The $25,000 award for the loan Adrian made to Alejandro is also supported by substantial evidence in the record. Alejandro testified he received $25,000 from Adrian after Ramiro approved a $20,000 loan. Alejandro immediately paid back the extra $5,000, but he gave the money directly to Adrian. When Alejandro repaid the $20,000 loan, he wrote a check to Adrian, who in turn kept the money. Ramiro testified Adrian was not entitled to keep any of this money. Such evidence is more than sufficient to support the court's award of this particular item of damage.
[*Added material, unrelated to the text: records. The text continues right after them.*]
Issue #66, opened 2019-04-29
Error when opening up the run configuration dialog


gayanper:
This happens when the run configuration dialog is opened.

```
java.lang.NullPointerException
	at java.util.concurrent.ConcurrentHashMap.get(ConcurrentHashMap.java:936)
	at java.util.concurrent.ConcurrentHashMap.containsKey(ConcurrentHashMap.java:964)
	at org.wso2.lsp4intellij.client.languageserver.wrapper.LanguageServerWrapper.connect(LanguageServerWrapper.java:278)
	at org.wso2.lsp4intellij.IntellijLanguageClient.lambda$editorOpened$0(IntellijLanguageClient.java:196)
	at com.intellij.openapi.application.impl.ApplicationImpl$1.run(ApplicationImpl.java:311)
	at java.util.concurrent.Executors$RunnableAdapter.call(Executors.java:511)
	at java.util.concurrent.FutureTask.run(FutureTask.java:266)
	at java.util.concurrent.ThreadPoolExecutor.runWorker(ThreadPoolExecutor.java:1149)
	at java.util.concurrent.ThreadPoolExecutor$Worker.run(ThreadPoolExecutor.java:624)
	at java.lang.Thread.run(Thread.java:748)
```

NipunaRanasinghe:
Closing hence fixed with #71

PR #71, opened 2019-05-02
Fix NPE when trying to open virual files which doesn't exist

gayanper:
Idea use virtual files for code snippets which are marked as
LightVirtualFile. These files are not part of the LS workspace.
These kind of file editors are used in TestNG Run Configuration for
example.

Fix for https://github.com/ballerina-platform/lsp4intellij/issues/66


NipunaRanasinghe:
@gayanper Thanks for your great work!

PR #72, opened 2019-05-03
Change access modifiers

NipunaRanasinghe:
## Purpose
When supporting custom LSP extensions, the developer needs more accessibility for the client components. This PR updates access modifiers of few such components.

### DIFF
--- a/src/main/java/org/wso2/lsp4intellij/client/languageserver/requestmanager/DefaultRequestManager.java
+++ b/src/main/java/org/wso2/lsp4intellij/client/languageserver/requestmanager/DefaultRequestManager.java
@@ -87,13 +87,14 @@ import java.util.concurrent.CompletableFuture;
 public class DefaultRequestManager implements RequestManager {
 
     private Logger LOG = Logger.getInstance(DefaultRequestManager.class);
+
+    public LanguageServerWrapper wrapper;
+    public LanguageServer server;
+    public LanguageClient client;
+    public ServerCapabilities serverCapabilities;
     private TextDocumentSyncOptions textDocumentOptions;
     private WorkspaceService workspaceService;
     private TextDocumentService textDocumentService;
-    private LanguageServerWrapper wrapper;
-    private LanguageServer server;
-    private LanguageClient client;
-    private ServerCapabilities serverCapabilities;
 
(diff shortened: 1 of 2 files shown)


nixel2007:
No getters?

src/main/java/org/wso2/lsp4intellij/client/languageserver/requestmanager/DefaultRequestManager.java
```diff
@@ -87,13 +87,14 @@
 public class DefaultRequestManager implements RequestManager {
 
     private Logger LOG = Logger.getInstance(DefaultRequestManager.class);
+
+    public LanguageServerWrapper wrapper;
+    public LanguageServer server;
+    public LanguageClient client;
+    public ServerCapabilities serverCapabilities;
```
rasika: If there's no special reason; shall we make these fields `private` and add some **getters** for these. I believe these values are being passed through the **constructor**. Allowing them `public` will make it harder to debug and test the code.

src/main/java/org/wso2/lsp4intellij/editor/EditorEventManager.java
```diff
@@ -172,10 +172,10 @@
     public Editor editor;
     public LanguageServerWrapper wrapper;
     public List<String> completionTriggers;
-    protected Project project;
-    private RequestManager requestManager;
+    public Project project;
+    public RequestManager requestManager;
+    public TextDocumentIdentifier identifier;
```
rasika: Same goes here. Keep them as **private** and add **getters**.

NipunaRanasinghe:
> Not getters?

@nixel2007 Just following YAGNI :D Will add getters anyway

src/main/java/org/wso2/lsp4intellij/client/languageserver/requestmanager/DefaultRequestManager.java
NipunaRanasinghe: Added :)

src/main/java/org/wso2/lsp4intellij/editor/EditorEventManager.java
NipunaRanasinghe: Added.

Issue #48, opened 2019-04-18
Error in LSPCompletionContributor when completing git messages in commit dialog


gayanper:
Triggering completion git dialog throws the following error
```
java.lang.NullPointerException
	at java.util.concurrent.ConcurrentHashMap.get(ConcurrentHashMap.java:936)
	at org.wso2.lsp4intellij.editor.EditorEventManagerBase.forUri(EditorEventManagerBase.java:93)
	at org.wso2.lsp4intellij.contributors.LSPCompletionContributor.invokeAutoPopup(LSPCompletionContributor.java:56)
	at com.intellij.codeInsight.editorActions.TypedHandler.isAutoPopup(TypedHandler.java:290)
	at com.intellij.codeInsight.editorActions.TypedHandler.autoPopupCompletion(TypedHandler.java:273)
	at com.intellij.codeInsight.editorActions.TypedHandler.lambda$execute$0(TypedHandler.java:180)
	at com.intellij.openapi.editor.impl.CaretModelImpl.lambda$runForEachCaret$3(CaretModelImpl.java:354)
	at com.intellij.openapi.editor.impl.CaretModelImpl.doWithCaretMerging(CaretModelImpl.java:453)
	at com.intellij.openapi.editor.impl.CaretModelImpl.runForEachCaret(CaretModelImpl.java:346)
```
Seems like the LSPCompletionContributor need some guarding.

NipunaRanasinghe:
@gayanper Thanks for reporting! :) is this intermittent or if not, could you provide a way to reproduce the issue??

gayanper:
*Steps to reproduce*
- Install the lsp client plugin, in my case it was the WIP sts4 plugin
- without triggering the lang server to startup by opening any files, open git commit dialog. 
- press ctrl+space to trigger auto completion

I will be able to provide a fix tonight 🙂

NipunaRanasinghe:
Closing since fixed by #73. Credit goes to @gayanper once more :)

PR #73, opened 2019-05-03
Fix NPE in commit dialog

gayanper:
A NPE is thrown when typing the commit message in commit dialog due to
LS client trying to resolve the dummy file uri to a EditorEventManager

Fix for https://github.com/ballerina-platform/lsp4intellij/issues/48

### DIFF
--- a/src/main/java/org/wso2/lsp4intellij/contributors/LSPCompletionContributor.java
+++ b/src/main/java/org/wso2/lsp4intellij/contributors/LSPCompletionContributor.java
@@ -52,6 +52,10 @@ class LSPCompletionContributor extends CompletionContributor {
 
     @Override
     public boolean invokeAutoPopup(@NotNull PsiElement position, char typeChar) {
+        if (!FileUtils.isFileSupported(position.getContainingFile().getVirtualFile())) {
+            return false;
+        }
+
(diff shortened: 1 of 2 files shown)


src/main/java/org/wso2/lsp4intellij/contributors/LSPCompletionContributor.java
```diff
@@ -52,6 +52,10 @@ public void fillCompletionVariants(CompletionParameters parameters, CompletionRe
 
     @Override
     public boolean invokeAutoPopup(@NotNull PsiElement position, char typeChar) {
+        if (!FileUtils.isFileSupported(position.getContainingFile().getVirtualFile())) {
+            return false;
```
NipunaRanasinghe: Shall we declare a common variable for the virtual file instance to avoid invoking `position.getContainingFile().getVirtualFile()` twice? :)

gayanper: @NipunaRanasinghe good that you pointed out, i think i have missed it after trying out the fix to do the cleanups. I think its there is no performance penalty, but from code quality point of its always good to reduce duplicates :)

gayanper: I have pushed the changes.

PR #77, opened 2019-05-10
Fix triggering LS from different windows

gayanper:
When a file is changed, the change message is sent to all LS wrappers
from all windows. With the fix now it only send to LS wrappers which
are connected to the projects the changed file belongs to.


gayanper:
@NipunaRanasinghe Have you had time to look into this PR ?

rasika:
Yes as discussed let's add this fix to imrpove the correctness. Let's create an issue(linked to original issue) to track the performance concern.

PR #78, opened 2019-05-10
Fix NPE at LSPInspection when the virtual file is null.

gayanper:
Add a file support check in addition the extension check to avoid passing down null virtual files.


gayanper:
I need your help @NipunaRanasinghe to test this since i don't have inspections in my LS.

PR #84, opened 2019-05-24
Add support for async and cancellable completion proposal contributor

gayanper:
When a LS takes lot of time for completion request the IDE freezes due to the fact the IDE cannot cancel that request according to the previous implementation. This cause the completion while typing to cause UI freeze while typing letters. With the fix the request is cancelled if the current progress is cancelled by the IDE. Also added support for providing a PsiElementPattern by the consumer so that the Contributions can be targeted to specific locations in the while by sub classing this contributor to suit consumer language.

### DIFF
--- a/src/main/java/org/wso2/lsp4intellij/contributors/LSPCompletionContributor.java
+++ b/src/main/java/org/wso2/lsp4intellij/contributors/LSPCompletionContributor.java
@@ -17,11 +17,18 @@ package org.wso2.lsp4intellij.contributors;
 
 import com.intellij.codeInsight.completion.CompletionContributor;
 import com.intellij.codeInsight.completion.CompletionParameters;
+import com.intellij.codeInsight.completion.CompletionProvider;
 import com.intellij.codeInsight.completion.CompletionResultSet;
+import com.intellij.codeInsight.completion.CompletionType;
+import com.intellij.openapi.application.ex.ApplicationUtil;
 import com.intellij.openapi.diagnostic.Logger;
 import com.intellij.openapi.editor.Editor;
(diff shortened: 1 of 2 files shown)


NipunaRanasinghe:
@gayanper As per the current implementation, if a LS takes lot of time on completion request, request should be failed after the completion timeout (which is 1000 milliseconds by default and can be changed via client API). Therefore do we really need to add support to cancel the completion requests manually? :)  @rasika WDYT?

gayanper:
When completion are enabled to show up as you type, the IDEA is cancelling the completion contributors forcefully so that the typing doesn't get blocked by this, if we keep 1 sec delay to LS completion that will effect the typing. So we need to support the cancellable completions so that IDEA can forcefully cancel the contributor. This will only happen when completion are running while you type. When you explicitly trigger it the LS timeout will govern it.

NipunaRanasinghe:
Anyway if this implementation has any performance advantages over the previous one, I think it would be good enough to proceed with this. :)

NipunaRanasinghe:
> When completion are enabled to show up as you type, the IDEA is cancelling the completion contributors forcefully so that the typing doesn't get blocked by this, if we keep 1 sec delay to LS completion that will effect the typing. So we need to support the cancellable completions so that IDEA can forcefully cancel the contributor. This will only happen when completion are running while you type. When you explicitly trigger it the LS timeout will govern it.

Oh my bad.. Thanks for the explanation! +1 for proceeding with this. I'll test this locally and merge afterwards.

NipunaRanasinghe:
@gayanper I tested it and works great! :) Thanks for working on this!

PR #491, opened 2021-06-29
Feature/otp/totp

otricadziziusz:
Motivation:

I continue to work on the module otp, added totp implementation


otricadziziusz:
```
package org.acme;

import io.vertx.core.AbstractVerticle;
import io.vertx.core.Future;
import io.vertx.core.Vertx;
import io.vertx.core.buffer.Buffer;
import io.vertx.core.json.JsonObject;
import io.vertx.ext.auth.otp.Authenticator;
import io.vertx.ext.auth.otp.OtpKey;
import io.vertx.ext.auth.otp.OtpKeyGenerator;
import io.vertx.ext.auth.otp.totp.TotpAuth;
import io.vertx.ext.auth.otp.totp.TotpCredentials;
import io.vertx.ext.web.Router;
import io.vertx.ext.web.handler.BodyHandler;

import net.glxn.qrgen.core.image.ImageType;
import net.glxn.qrgen.javase.QRCode;

import java.util.Map;
import java.util.concurrent.ConcurrentHashMap;

public class Foo extends AbstractVerticle {

  private final AuthenticatorDataBase DB = new AuthenticatorDataBase();

  public static void main(String[] args) {
    Vertx.vertx().deployVerticle(new Foo());
  }

  private static final String ID = "Paulo";

  @Override
  public void start() {

    OtpKeyGenerator keyGen = OtpKeyGenerator.create();
    TotpAuth totp = TotpAuth.create()
      .authenticatorFetcher(DB::fetch)
      .authenticatorUpdater(DB::upsert);

    Router app = Router.router(vertx);
    // for form data parsing
    app.route().handler(BodyHandler.create());

    app.get("/register")
      .handler(ctx -> {
        OtpKey otpKey = keyGen.generate();

        System.out.println(otpKey.getKey());
        // Create user in the database
        final Authenticator authenticator = new Authenticator(true)
          .setIdentifier(ID)
          .setKey(otpKey.getKey())
          .setAlgorithm(otpKey.getAlgorithm())
          .setCounter(0);

        DB.upsert(authenticator)
          .onFailure(ctx::fail)
          .onSuccess(v -> ctx.response()
            .putHeader("Content-Type", "image/png")
            .end(
              Buffer.buffer(
                QRCode
                  .from(totp.generateUri(otpKey, authenticator.getCounter(), "service_1", ID))
                  .to(ImageType.PNG)
                  .withSize(512, 512)
                  .stream()
                  .toByteArray())));
      });

    app.post("/verify")
      .handler(ctx -> {
        String code = ctx.getBodyAsJson().getString("code");

        totp.authenticate(new TotpCredentials(ID, code))
          .onFailure(err -> ctx.fail(401, err))
          .onSuccess(user -> ctx.json(new JsonObject().put("verified", true)));
      });

    vertx.createHttpServer()
      .requestHandler(app)
      .listen(8080)
      .onFailure(Throwable::printStackTrace)
      .onSuccess(server -> {
        System.out.println("Server listening: http://localhost:" + server.actualPort());
      });
  }

  public static class AuthenticatorDataBase {

    private final Map<String, Authenticator> DB = new ConcurrentHashMap<>();

    public Future<Authenticator> fetch(String id) {
      if (DB.containsKey(id)) {
        return Future.succeededFuture(DB.get(id));
      } else {
        return Future.succeededFuture();
      }
    }

    public Future<Void> upsert(Authenticator authenticator) {
      DB.put(authenticator.getIdentifier(), authenticator);
      return Future.succeededFuture();
    }
  }
}

```

@pmlopes I modified your example to check totp auth.
Implementation of authenticators is very similar and differs only in working with a counter. I made them as isolated as possible and did not generalize.

pmlopes:
@otricadziziusz this looks great. All we need now is a basic manual + fill the javadocs.

One note I see from the examples we should improve:

In the example we have:

```java
OtpKey otpKey = keyGen.generate();
// Create user in the database
final Authenticator authenticator = new Authenticator(true)
  .setIdentifier(ID)
  .setKey(otpKey.getKey())
  .setAlgorithm(otpKey.getAlgorithm())
  .setCounter(0);

DB.upsert(authenticator)
  .onFailure(ctx::fail)
  .onSuccess(v -> ...
```

In a way, this isn't correct IMHO as it forces users to know the internal details of the implementation regarding the authenticator load and store. I think that we should add one extra method to `Hotp`/`Totp` public interfaces:

```java
  Future<Authenticator> createAuthenticator(String id, OtpKey otpKey) {
    // Create user in the database
    final Authenticator authenticator = new Authenticator(true)
      .setIdentifier(id)
      .setKey(otpKey.getKey())
      .setAlgorithm(otpKey.getAlgorithm())
      .setCounter(0);

    return updater
      .apply(authenticator)
      .map(authenticator);
  }
```

This way, users will not have to deal with the internals of how authenticators are fetched or updated.

For the manual, you can use this as inspiration: https://github.com/vert-x3/vertx-auth/blob/master/vertx-auth-htpasswd/src/main/asciidoc/index.adoc

Just a simple asciidoc explaining the core functionality and an example or two. Note that the examples should refer to a Java class so if the code changes, the docs will change automatically too.

Also, the example should be low level in this module, by this I mean no vertx-web involved, so basically all it needs to cover is how to register authenticators, how to validate codes.

From here we can now start on vertx-web, where we can add a handler that can reduce the boilerplate code.

pmlopes:
@otricadziziusz great, I'll try to review it tomorrow and get it ready for merge so we will make the 4.2.0 release as tech preview

pmlopes:
Thank you @otricadziziusz, really a great work! 👍

otricadziziusz:
Thank you @pmlopes for all code reviews! I will definitely still participate in vertx!

pmlopes:
I've created an new issue in vertx web so we can track a helper handler to create qr codes and manage the registration / validation

PR #496, opened 2021-07-07
Fix algorithm in example 18

re-thc:
Should be ES instead of RS as the rest of the example is for ES.

Motivation:

Fix docs


pmlopes:
Thanks!

Issue #506, opened 2021-09-23
MongoAuth 4.1.x does not use custom property names correctly


sophokles73:
### Version

MongoAuth 4.1.4

### Context

When setting the *usernameCredentialsField* and *passwordCredentialsField* configuration properties on class MongoAuthenticationOptions to custom values, then the authentication of a credentials JsonObject using the configured property names fails.

### Do you have a reproducer?

No, but I have a PR fixing the issue.

pmlopes:
Thanks!

PR #508, opened 2021-09-24
Use configured custom property names

sophokles73:
This is for #506
 
The MongoAuthenticationImpl class did not properly consider the (custom)
field names set on MongoAuthenticationOptions.


pmlopes:
Thanks! :+1:

Issue #464, opened 2021-03-11
User object should have a subject() read-only getter


pmlopes:
This method is useful to ensure that users can be identified uniquely.

A use case for this feature would be during logging we could log the username just like Apache does.

pmlopes:
Update, instead of "name" we probably should call it `subject()`

There are a couple of locations where this information can be found:

* `principal.username`: usually for username/password authentication or webauthn
* `attributes.idToken.sub`: for OIDC
* `attributes.accessToken.sub`: for Oauth2
* `attributes.accessToken.sub` + `attributes.accessToken[.act]+.sub`: for TokenExchange with Oauth2 (can be recursive)
* `attributes.accessToken.sub` + `attributes.accessToken.may_act.sub`: for TokenExchange with Oauth2
* webauthn could also pass the `userHandle` in the initial credentials request we should keep track of it too

When, dealing with multiple subjects (impersonation/delegation) the method should return a concatenation of the subjects using a delimiter, for example `+` or `/`.

PR #518, opened 2021-11-29
Initial definition of the Subject interface

pmlopes:

Motivation:

Fixes issue #464


pmlopes:
This idea has been dropped for now as it was complex. Instead we allow impersonation at vertx-web using a small swapping mechanism.

Issue #501, opened 2021-08-16
Improve OIDC/OAuth2 Flow discovery


pendula95:
#### Describe the feature

As explained here we should improve the discovery mechanism to support all possible flows enabled by the provider.
We should not force user to choose the flow when creating a provider but check if the request is possible when request is made.
Store possible flows in in a list.

https://github.com/vert-x3/vertx-web/pull/2016#issuecomment-895141723

pendula95:
is this still up for taking?

pmlopes:
@pendula95 yes, I did try to see if quickly remove the single entry would be trivial, but the assumption that there is a single flow is used internally in several switch statements which will require some real refactor.

If you're interested in working on this, lets start a discussion here on the required changes and you can start a pull request we can work together

pendula95:
If I am interpreting this right the first step would be to remove `OAuth2Options setFlow(OAuth2FlowType flow)` from `OAuth2Options` and flow should be passed in `authenticate(JsonObject credentials)` from `AuthenticationProvider` or even to be automatically concluded by the content of credentials?

pmlopes:
Yes.

* https://github.com/vert-x3/vertx-auth/blob/master/vertx-auth-oauth2/src/main/java/io/vertx/ext/auth/oauth2/Oauth2Credentials.java should have a new field to specify the flow
* https://github.com/vert-x3/vertx-auth/blob/master/vertx-auth-oauth2/src/main/java/io/vertx/ext/auth/oauth2/OAuth2Options.java should deprecate setting the flow

With those in place, start replacing all usages of the deprecated getter with the getter from the credentials object.

A second action is to start working on the discovery feature updates. During the discovery, we should collect the allowed flows. Then during the calls https://github.com/vert-x3/vertx-auth/blob/master/vertx-auth-oauth2/src/main/java/io/vertx/ext/auth/oauth2/impl/OAuth2API.java ensure that the flow in the credentials is permitted.

pmlopes:
@pendula95 I believe this is wrong:

https://github.com/vert-x3/vertx-auth/blob/04ac36df802b8c09d4a15400fb5885bc092ad7ab/vertx-auth-oauth2/src/main/java/io/vertx/ext/auth/oauth2/impl/OAuth2AuthProviderImpl.java#L304-L316

[...]

PR #529, opened 2021-12-17
Updating authenticate to expect OAuth2Credentials for OBO calls

pmlopes:
Initial branch to implement #501

### DIFF
--- a/vertx-auth-oauth2/src/main/java/io/vertx/ext/auth/oauth2/OAuth2FlowType.java
+++ b/vertx-auth-oauth2/src/main/java/io/vertx/ext/auth/oauth2/OAuth2FlowType.java
@@ -69,7 +69,7 @@ public enum OAuth2FlowType {
    * the security implications of using implicit grants, especially when the
    * authorization code grant type is available.
    */
-  IMPLICIT(null),
+  IMPLICIT("implicit"),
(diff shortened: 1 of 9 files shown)


pmlopes:
Don't forget to add a note to:

OBO calls, require an `OAuth2Credentials` shape object to authenticate, not a `TokenCredentials`. Using `OAuth2Credentials` signals the start of the oauth2 flow, while using `TokenCredentials` signals validation/introspection.

The original behavior was incorrect, and can be seen as an implementation bug.

pmlopes:
We probably should update the enum to include more values, and we need to discuss how to handle this ackwardness:

https://github.com/vert-x3/vertx-auth/blob/a158def51e7b14504089a9d547e944a760814cd0/vertx-auth-oauth2/src/main/java/io/vertx/ext/auth/oauth2/OAuth2FlowType.java#L105-L115

pendula95:
I will try and obtain all possible values and fill the enum. On the other hand I don't see the need to add more values to it as we don't support flows that are currently not in enum. Adding more values only makes sense if we are going to add implementation for them. Regarding AAD_OBO and AUTH_JWT I had not exposure to it so I have little knowledge about it.Should read some RFCs.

The assessment of how much rental money Adrian owed Ramiro is also supported by the evidence in the record. Ramiro, with the help of Adrian, reported the rents from the subject properties in Ramiro's income tax returns filed during the years he was living in Mexico. Adrian also testified in 2010 he received $800 a month in rent for six or seven months from J&J Supply. Unlike the rental income Adrian collected from other tenants of the subject properties, Adrian did not deposit the rents paid by J&J Supply into the joint account, but instead reported it as his own income.

Over the course of four years, $42,000 in annual rental income for the subject properties comes to $168,000. In addition, $800 a month over six months totals $4,800. Adding these two figures supports the court's award of $172,800 in misappropriated rental income.

Adrian began helping Ramiro manage his business affairs sometime in 2006, roughly a year before Ramiro executed the quitclaim deeds. Adrian also helped examine Ramiro's accounts. When Ramiro returned in late 2010, he found the funds in his business account had been reduced to about $14,000. On this record, we conclude a reasonable fact finder could have inferred that Adrian misappropriated about four years worth of rent. (See Donovan v. Poway Unified School Dist., supra, 167 Cal.App.4th at p. 582 [noting "we `view the evidence in the light most favorable to the prevailing party, giving it the benefit of every reasonable inference and resolving all conflicts in its favor'"].)

Defendants claim that Ramiro's failure to take into account various expenses in calculating what defendants owed him rendered the damages award overly speculative. We disagree. "In general, one who has been tortiously injured is entitled to be compensated for the harm and the injured party must establish `by proof the extent of the harm and the amount of money representing adequate compensation with as much certainty as the nature of the tort and the circumstances permit.'" (Clemente v. Cal. (1985) 40 Cal.3d 202, 219.)

Here, we conclude the record provides sufficient evidence to show Ramiro met his burden to establish the damages arising from defendants' misappropriation of funds. As noted, the various damage awards are supported by specific figures drawn from the trial record, most if not all of which are supported by Adrian's own testimony. Although the record suggests that at least some of the rental funds were used for expenses such as taxes and remittances to Ramiro, we conclude the court properly accounted for such expenses by reducing Ramiro's damages in an amount equal to Adrian's salary and any expenses Adrian incurred that were supported by sufficient evidence.

DISPOSITION

The judgment is affirmed. Because Ramiro did not appear in this appeal, he is not entitled to the costs of his appeal.

NARES, J. and HALLER, J., concurs.

FootNotes


1. Ramiro denied ever saying he was terminally ill, but testified that he felt like he was dying and was in ill health.
2. Ramiro did not file a respondent's brief with the court. Nonetheless, we review Adrian's claims on the merits and will reverse the trial court's damages award only if prejudicial error is found. (See Kennedy v. Eldridge (2011) 201 Cal.App.4th 1197, 1203, citing In re Bryce C. (1995) 12 Cal.4th 226, 232-233.)